### Aim of the task:
Among the entries below, copy every line that carries the word "reproduce".

BEGIN Data provided

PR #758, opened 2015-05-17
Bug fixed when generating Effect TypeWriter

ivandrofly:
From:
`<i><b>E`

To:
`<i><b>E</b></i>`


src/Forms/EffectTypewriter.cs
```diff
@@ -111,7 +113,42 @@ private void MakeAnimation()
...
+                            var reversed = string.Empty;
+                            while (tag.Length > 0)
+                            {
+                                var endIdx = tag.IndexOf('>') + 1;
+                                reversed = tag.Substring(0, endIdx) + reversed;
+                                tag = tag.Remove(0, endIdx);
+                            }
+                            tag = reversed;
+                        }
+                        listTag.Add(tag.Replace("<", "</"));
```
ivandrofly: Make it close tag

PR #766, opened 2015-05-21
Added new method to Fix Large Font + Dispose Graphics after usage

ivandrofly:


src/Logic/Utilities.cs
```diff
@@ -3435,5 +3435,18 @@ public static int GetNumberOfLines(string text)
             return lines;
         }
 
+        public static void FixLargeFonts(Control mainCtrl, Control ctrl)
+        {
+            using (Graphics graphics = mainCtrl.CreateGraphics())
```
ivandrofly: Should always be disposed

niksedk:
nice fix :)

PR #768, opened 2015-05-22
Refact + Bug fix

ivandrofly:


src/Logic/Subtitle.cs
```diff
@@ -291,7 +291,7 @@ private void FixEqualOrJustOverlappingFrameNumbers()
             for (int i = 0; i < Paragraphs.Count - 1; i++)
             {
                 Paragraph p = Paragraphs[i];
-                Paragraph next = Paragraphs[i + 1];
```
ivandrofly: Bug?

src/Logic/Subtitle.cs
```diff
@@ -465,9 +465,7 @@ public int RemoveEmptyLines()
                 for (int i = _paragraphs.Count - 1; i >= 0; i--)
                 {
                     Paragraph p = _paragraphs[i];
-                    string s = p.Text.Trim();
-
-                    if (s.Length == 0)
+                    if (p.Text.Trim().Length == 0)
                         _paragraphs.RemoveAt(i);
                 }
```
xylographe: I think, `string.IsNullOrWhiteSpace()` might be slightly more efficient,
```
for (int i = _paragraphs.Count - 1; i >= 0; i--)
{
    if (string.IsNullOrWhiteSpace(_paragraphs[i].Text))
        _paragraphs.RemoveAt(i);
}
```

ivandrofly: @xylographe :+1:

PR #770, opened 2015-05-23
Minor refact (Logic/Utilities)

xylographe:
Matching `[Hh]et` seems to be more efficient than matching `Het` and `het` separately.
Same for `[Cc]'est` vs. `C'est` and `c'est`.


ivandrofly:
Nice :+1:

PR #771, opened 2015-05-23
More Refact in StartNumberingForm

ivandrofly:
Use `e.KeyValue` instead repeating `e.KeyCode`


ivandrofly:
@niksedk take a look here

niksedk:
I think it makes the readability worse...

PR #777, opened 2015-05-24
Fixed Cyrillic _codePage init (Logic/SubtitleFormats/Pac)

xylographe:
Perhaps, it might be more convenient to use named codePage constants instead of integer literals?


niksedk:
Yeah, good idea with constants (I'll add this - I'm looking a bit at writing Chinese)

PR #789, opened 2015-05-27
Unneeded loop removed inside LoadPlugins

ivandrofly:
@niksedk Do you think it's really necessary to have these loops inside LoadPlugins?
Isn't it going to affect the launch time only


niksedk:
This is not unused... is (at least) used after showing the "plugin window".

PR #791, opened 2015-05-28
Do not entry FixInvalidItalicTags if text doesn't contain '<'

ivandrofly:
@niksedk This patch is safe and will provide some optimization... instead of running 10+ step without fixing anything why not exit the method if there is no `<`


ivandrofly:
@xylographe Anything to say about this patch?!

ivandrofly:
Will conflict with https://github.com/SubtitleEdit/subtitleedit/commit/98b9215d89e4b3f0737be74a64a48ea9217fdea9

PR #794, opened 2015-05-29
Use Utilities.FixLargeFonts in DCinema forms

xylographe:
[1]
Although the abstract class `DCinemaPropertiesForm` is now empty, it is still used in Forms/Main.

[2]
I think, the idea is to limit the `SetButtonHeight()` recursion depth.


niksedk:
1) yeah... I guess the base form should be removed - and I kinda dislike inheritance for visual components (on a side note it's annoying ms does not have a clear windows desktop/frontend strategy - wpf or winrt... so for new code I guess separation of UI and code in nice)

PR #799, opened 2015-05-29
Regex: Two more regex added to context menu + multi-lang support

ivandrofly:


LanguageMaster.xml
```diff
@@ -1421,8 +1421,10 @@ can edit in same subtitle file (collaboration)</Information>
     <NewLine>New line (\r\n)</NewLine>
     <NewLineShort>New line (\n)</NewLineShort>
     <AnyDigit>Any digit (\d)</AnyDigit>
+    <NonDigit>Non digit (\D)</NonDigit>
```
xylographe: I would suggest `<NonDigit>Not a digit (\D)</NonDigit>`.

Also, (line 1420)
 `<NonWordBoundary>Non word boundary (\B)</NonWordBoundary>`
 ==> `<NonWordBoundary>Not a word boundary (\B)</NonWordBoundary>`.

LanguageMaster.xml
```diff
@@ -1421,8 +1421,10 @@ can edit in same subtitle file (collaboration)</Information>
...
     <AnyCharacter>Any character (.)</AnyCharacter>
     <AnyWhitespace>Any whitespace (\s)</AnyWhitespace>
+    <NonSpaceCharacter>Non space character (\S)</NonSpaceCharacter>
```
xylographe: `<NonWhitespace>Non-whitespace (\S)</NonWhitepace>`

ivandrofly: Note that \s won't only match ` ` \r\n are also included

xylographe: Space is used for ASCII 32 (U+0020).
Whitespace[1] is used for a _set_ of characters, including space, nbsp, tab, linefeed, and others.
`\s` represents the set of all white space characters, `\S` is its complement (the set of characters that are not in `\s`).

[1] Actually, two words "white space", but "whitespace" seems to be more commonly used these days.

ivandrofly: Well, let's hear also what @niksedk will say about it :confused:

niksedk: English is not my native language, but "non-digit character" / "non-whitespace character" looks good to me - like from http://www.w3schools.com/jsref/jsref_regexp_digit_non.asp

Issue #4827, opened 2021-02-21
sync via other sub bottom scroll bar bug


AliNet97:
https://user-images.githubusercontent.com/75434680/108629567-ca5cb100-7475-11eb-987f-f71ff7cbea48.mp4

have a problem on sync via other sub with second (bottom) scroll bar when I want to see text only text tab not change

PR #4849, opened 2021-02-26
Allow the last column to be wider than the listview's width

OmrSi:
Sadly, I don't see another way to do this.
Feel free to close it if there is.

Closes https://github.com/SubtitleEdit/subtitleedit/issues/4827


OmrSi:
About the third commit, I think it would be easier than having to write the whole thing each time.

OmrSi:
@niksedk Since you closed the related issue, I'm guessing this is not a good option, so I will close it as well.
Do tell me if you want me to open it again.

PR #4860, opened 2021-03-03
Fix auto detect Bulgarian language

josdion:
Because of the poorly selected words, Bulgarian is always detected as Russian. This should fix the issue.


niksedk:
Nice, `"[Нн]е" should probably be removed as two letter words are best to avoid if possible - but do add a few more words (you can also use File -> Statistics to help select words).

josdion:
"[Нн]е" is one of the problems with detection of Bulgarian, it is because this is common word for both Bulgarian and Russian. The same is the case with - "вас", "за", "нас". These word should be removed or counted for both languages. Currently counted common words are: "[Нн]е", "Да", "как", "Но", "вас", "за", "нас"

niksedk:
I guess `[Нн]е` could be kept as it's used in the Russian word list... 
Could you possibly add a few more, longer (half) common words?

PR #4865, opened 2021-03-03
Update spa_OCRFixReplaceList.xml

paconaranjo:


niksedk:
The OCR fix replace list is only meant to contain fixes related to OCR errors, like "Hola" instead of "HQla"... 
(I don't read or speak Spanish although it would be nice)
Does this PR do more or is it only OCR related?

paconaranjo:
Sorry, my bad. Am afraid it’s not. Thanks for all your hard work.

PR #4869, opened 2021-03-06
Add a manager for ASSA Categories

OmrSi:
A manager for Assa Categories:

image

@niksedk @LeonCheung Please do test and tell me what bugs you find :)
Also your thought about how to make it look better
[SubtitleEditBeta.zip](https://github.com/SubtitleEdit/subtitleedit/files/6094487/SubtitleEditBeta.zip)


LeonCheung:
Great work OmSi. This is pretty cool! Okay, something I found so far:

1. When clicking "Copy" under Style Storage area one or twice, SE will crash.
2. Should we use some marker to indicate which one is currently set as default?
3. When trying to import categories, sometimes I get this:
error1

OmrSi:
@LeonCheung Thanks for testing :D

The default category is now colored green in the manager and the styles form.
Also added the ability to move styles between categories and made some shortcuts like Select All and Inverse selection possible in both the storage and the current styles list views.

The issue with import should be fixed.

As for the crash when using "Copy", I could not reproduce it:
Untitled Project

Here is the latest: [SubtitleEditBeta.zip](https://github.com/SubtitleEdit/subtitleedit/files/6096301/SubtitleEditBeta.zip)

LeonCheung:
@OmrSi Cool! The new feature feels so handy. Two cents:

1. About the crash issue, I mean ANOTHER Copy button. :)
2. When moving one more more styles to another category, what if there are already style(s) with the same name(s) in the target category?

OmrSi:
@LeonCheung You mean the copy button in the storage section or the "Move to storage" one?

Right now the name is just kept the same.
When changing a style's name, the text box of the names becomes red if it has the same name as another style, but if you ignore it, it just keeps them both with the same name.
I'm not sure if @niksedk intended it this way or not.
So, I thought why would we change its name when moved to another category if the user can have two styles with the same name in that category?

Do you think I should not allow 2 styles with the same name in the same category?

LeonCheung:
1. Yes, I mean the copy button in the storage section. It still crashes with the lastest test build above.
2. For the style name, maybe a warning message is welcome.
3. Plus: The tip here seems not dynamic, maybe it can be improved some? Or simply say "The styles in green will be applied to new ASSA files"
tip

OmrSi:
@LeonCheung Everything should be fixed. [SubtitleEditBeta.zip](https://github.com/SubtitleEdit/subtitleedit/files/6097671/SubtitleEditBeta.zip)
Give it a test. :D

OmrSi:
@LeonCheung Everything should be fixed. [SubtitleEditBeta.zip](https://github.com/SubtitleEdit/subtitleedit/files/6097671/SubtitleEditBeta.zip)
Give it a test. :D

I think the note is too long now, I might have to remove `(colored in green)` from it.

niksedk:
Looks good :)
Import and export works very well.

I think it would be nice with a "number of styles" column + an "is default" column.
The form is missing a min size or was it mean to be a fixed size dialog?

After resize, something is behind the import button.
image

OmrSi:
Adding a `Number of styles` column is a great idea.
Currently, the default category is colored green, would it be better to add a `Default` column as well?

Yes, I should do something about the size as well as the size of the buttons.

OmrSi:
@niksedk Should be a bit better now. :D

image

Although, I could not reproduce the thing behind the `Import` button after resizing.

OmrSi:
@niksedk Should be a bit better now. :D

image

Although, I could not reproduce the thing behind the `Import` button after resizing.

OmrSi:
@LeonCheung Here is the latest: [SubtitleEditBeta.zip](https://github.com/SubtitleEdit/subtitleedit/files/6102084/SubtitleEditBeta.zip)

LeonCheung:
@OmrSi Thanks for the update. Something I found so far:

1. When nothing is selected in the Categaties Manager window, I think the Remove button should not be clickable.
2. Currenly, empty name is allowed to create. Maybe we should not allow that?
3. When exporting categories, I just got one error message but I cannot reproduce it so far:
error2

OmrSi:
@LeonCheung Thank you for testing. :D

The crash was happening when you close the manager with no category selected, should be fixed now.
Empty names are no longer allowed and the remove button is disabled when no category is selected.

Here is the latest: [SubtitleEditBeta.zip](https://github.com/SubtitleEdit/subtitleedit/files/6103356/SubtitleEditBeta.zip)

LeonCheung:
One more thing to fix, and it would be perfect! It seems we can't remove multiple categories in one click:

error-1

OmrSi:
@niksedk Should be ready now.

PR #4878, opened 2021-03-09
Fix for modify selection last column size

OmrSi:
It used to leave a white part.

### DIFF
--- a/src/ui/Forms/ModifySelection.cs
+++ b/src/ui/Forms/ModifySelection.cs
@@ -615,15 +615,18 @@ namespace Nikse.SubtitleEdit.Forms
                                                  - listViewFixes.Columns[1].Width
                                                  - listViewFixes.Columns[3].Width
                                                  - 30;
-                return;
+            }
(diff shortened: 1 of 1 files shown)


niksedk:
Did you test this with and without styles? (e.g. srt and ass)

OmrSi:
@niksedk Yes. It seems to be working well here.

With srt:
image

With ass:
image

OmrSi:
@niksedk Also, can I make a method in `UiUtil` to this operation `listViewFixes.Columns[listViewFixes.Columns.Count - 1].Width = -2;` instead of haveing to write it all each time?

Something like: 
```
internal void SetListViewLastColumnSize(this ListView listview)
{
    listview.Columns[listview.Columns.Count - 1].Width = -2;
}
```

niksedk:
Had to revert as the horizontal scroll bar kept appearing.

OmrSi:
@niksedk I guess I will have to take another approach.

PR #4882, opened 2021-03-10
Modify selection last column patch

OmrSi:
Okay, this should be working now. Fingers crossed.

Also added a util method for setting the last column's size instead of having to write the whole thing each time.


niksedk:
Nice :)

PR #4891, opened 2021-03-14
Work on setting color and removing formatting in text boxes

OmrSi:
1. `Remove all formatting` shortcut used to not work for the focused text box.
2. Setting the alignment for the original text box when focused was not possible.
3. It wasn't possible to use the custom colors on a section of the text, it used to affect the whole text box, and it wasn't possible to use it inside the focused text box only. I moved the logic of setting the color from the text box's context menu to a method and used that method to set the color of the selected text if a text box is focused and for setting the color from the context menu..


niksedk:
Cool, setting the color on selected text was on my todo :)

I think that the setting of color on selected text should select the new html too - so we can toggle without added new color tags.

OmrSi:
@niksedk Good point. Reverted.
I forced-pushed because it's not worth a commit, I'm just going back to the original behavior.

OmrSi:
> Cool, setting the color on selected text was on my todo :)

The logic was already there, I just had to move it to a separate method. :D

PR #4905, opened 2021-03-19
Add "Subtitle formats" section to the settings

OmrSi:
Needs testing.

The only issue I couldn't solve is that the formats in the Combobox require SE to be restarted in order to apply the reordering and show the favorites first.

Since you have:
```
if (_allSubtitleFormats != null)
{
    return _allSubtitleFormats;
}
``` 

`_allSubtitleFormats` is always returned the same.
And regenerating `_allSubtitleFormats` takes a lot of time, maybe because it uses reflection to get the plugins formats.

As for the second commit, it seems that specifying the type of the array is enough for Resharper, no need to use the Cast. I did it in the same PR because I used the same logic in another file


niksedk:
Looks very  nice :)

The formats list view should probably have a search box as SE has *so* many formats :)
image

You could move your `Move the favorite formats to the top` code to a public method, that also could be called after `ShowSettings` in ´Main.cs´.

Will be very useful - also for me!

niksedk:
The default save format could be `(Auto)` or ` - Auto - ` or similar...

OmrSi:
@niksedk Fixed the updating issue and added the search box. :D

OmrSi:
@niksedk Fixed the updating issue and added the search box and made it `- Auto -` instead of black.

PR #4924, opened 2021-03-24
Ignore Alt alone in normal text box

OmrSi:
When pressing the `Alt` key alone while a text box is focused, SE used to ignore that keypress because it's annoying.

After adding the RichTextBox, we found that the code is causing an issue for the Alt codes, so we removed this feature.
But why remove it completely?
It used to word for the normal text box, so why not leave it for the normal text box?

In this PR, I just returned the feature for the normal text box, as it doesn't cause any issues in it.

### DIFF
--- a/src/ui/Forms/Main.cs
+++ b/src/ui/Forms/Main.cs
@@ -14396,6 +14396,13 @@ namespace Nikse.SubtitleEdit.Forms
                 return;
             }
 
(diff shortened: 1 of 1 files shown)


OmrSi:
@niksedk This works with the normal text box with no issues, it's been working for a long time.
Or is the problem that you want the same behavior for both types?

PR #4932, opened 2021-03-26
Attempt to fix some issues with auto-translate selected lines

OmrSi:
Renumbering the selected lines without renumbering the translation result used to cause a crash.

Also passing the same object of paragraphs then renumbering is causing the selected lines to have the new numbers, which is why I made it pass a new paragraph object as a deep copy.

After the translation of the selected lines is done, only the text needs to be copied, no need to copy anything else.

END Data provided

### Task output:
As for the crash when using "Copy", I could not reproduce it:
Although, I could not reproduce the thing behind the `Import` button after resizing.
Although, I could not reproduce the thing behind the `Import` button after resizing.
3. When exporting categories, I just got one error message but I cannot reproduce it so far:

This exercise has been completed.